TASK BRIEF:
Starting with the line that contains "--- a/sled-agent/src/dump_setup.rs", reproduce each line through the end of the entries exactly as written.
================================
PR #5223, opened 2024-03-07
Unquarantine clickhouse binary on mac

david-crespo:
After #5127 (I assume, because this problem came up immediately after that) macOS Gatekeeper is putting the `clickhouse` binary in quarantine after download, which means we can't execute it unless we take it out of quarantine. This is apparently a new thing, as [this doc](https://github.com/ClickHouse/clickhouse-docs/blob/08d7a329d/knowledgebase/fix-developer-verification-error-in-macos.md) about how to do that was only [added Jan 9](https://github.com/ClickHouse/clickhouse-docs/pull/1835).

Here I am doing it in the simplest way possible: if mac, then remove quarantine attr. If anyone has a better way, I'm all ears.

### DIFF
--- a/tools/ci_download_clickhouse
+++ b/tools/ci_download_clickhouse
@@ -84,6 +84,12 @@ function main
 	# Unpack the tarball into a local directory
 	do_untar "$TARBALL_FILE" "$DEST_DIR"
 
+	# on macOS, we need to take the binary out of quarantine after download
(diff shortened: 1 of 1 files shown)


sunshowers (approved):
lgtm!

As mentioned in #oxide-control-plane, it's definitely quite weird that this (or homebrew for that matter) is hitting the quarantine bit. Generally only files downloaded via a web browser are supposed to trigger quarantining -- untarred files aren't supposed to. But figuring that out's for a future time, and there's nothing wrong with this.

PR #5229, opened 2024-03-08
async-await-ifying DumpSetup

lifning:
Replace the std::thread + Mutex originally used in DumpSetup with a tokio task and message-passing.
(Verified cores and kernel dumps and logs all getting archived appropriately on a bench gimlet)

### DIFF
--- a/sled-agent/src/dump_setup.rs
+++ b/sled-agent/src/dump_setup.rs
@@ -118,13 +118,13 @@ struct DebugDataset(Utf8PathBuf);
================================
SOLUTION FOR THIS EXERCISE:
--- a/sled-agent/src/dump_setup.rs
+++ b/sled-agent/src/dump_setup.rs
@@ -118,13 +118,13 @@ struct DebugDataset(Utf8PathBuf);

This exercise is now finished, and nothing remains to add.